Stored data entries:
--------------------------------------------------
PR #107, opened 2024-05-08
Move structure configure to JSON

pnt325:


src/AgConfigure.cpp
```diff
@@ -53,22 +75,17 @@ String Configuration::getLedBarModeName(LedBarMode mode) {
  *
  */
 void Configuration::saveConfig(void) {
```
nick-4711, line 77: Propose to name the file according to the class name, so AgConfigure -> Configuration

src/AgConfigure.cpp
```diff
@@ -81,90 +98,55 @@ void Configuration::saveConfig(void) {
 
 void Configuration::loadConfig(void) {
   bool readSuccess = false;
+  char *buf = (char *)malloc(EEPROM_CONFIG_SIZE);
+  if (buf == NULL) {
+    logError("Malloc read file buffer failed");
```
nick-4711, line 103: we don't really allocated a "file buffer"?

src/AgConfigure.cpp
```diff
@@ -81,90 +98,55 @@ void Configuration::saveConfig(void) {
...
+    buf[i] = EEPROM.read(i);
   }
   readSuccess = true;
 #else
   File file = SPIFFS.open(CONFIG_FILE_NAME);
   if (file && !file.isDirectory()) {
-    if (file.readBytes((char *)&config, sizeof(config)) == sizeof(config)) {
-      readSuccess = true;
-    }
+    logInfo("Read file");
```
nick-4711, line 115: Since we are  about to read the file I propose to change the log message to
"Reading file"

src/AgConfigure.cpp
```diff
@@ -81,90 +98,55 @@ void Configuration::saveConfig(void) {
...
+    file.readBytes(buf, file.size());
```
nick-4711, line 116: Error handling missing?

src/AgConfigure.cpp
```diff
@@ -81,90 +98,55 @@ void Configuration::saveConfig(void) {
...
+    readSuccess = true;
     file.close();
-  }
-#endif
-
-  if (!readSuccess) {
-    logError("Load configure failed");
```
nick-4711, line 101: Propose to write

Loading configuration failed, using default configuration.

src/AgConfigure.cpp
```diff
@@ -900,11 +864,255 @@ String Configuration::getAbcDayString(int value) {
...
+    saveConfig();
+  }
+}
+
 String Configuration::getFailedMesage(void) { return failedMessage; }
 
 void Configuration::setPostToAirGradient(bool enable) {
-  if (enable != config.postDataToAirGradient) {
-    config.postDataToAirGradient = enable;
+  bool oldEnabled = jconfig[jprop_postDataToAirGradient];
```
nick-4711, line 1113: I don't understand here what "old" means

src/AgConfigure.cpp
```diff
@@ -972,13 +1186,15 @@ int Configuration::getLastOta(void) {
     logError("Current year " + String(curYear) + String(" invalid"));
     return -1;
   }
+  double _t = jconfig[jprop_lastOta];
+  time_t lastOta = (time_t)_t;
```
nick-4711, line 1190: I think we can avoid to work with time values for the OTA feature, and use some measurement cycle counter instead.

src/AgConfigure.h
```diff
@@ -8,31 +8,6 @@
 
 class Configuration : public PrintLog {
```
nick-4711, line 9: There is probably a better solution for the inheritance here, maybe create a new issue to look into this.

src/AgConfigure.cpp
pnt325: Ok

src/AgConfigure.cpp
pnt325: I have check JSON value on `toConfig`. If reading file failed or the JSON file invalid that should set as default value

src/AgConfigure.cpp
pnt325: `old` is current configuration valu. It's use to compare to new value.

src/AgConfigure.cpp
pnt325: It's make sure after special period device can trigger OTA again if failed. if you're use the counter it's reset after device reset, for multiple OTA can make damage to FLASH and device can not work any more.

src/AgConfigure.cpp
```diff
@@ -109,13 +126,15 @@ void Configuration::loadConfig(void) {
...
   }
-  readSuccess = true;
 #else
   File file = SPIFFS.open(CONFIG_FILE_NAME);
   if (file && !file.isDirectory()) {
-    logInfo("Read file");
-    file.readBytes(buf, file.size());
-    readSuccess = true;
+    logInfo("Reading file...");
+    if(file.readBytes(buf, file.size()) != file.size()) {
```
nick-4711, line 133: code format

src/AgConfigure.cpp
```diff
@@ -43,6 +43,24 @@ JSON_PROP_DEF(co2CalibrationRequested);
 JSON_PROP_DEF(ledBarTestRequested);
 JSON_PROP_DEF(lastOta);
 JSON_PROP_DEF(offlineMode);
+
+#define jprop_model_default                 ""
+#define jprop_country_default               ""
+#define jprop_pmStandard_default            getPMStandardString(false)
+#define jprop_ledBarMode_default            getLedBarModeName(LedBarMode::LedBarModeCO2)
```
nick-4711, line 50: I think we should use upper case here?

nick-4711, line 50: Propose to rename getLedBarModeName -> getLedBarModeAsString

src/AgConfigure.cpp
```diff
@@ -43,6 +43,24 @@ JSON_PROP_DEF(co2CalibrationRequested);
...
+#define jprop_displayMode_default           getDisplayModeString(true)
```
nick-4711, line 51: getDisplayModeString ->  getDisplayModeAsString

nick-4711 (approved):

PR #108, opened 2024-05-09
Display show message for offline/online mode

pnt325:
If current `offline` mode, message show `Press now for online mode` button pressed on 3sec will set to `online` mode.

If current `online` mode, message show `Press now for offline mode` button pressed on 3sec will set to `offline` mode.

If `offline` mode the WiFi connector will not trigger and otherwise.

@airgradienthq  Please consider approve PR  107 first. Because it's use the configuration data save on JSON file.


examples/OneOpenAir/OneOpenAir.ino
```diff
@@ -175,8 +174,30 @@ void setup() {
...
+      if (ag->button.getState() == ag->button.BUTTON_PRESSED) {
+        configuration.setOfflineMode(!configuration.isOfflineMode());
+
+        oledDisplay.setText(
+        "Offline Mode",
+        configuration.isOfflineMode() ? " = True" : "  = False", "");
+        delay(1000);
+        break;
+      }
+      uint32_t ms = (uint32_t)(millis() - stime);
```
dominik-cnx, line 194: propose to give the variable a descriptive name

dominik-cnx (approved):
--------------------------------------------------
▸ **Exercise instructions**
Please reproduce exactly the lines from the first one of the records above through the line containing "nick-4711, line 77: Propose", both included, and nothing else.

▸ **Response to this exercise**
PR #107, opened 2024-05-08
Move structure configure to JSON

pnt325:


src/AgConfigure.cpp
```diff
@@ -53,22 +75,17 @@ String Configuration::getLedBarModeName(LedBarMode mode) {
  *
  */
 void Configuration::saveConfig(void) {
```
nick-4711, line 77: Propose to name the file according to the class name, so AgConfigure -> Configuration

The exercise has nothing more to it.